▸ **RECORD SET**:
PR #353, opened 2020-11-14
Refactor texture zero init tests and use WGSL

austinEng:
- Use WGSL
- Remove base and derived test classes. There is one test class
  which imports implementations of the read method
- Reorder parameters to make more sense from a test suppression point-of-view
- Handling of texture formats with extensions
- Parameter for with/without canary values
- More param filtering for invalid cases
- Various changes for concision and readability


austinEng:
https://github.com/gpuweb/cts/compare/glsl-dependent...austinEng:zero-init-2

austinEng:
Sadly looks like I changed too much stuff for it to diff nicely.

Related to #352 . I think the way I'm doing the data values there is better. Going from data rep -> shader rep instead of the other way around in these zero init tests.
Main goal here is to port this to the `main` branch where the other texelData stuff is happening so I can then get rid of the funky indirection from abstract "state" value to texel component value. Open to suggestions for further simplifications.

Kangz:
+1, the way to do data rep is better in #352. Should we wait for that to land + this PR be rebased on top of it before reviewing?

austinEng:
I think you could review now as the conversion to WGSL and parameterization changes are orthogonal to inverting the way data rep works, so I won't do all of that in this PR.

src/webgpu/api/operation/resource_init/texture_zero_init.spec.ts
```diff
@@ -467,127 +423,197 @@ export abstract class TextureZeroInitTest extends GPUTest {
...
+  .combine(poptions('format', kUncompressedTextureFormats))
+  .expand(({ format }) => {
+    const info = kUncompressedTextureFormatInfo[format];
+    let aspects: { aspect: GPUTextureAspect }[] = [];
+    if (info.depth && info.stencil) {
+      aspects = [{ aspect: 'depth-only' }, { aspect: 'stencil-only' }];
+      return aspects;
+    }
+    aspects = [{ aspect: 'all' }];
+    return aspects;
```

▸ **ACTIVITY**:
Return only the lines above that run from the opening line through the line containing "which imports implementations", exactly as written.

▸ **SOLUTION TO THIS PROBLEM**:
PR #353, opened 2020-11-14
Refactor texture zero init tests and use WGSL

austinEng:
- Use WGSL
- Remove base and derived test classes. There is one test class
  which imports implementations of the read method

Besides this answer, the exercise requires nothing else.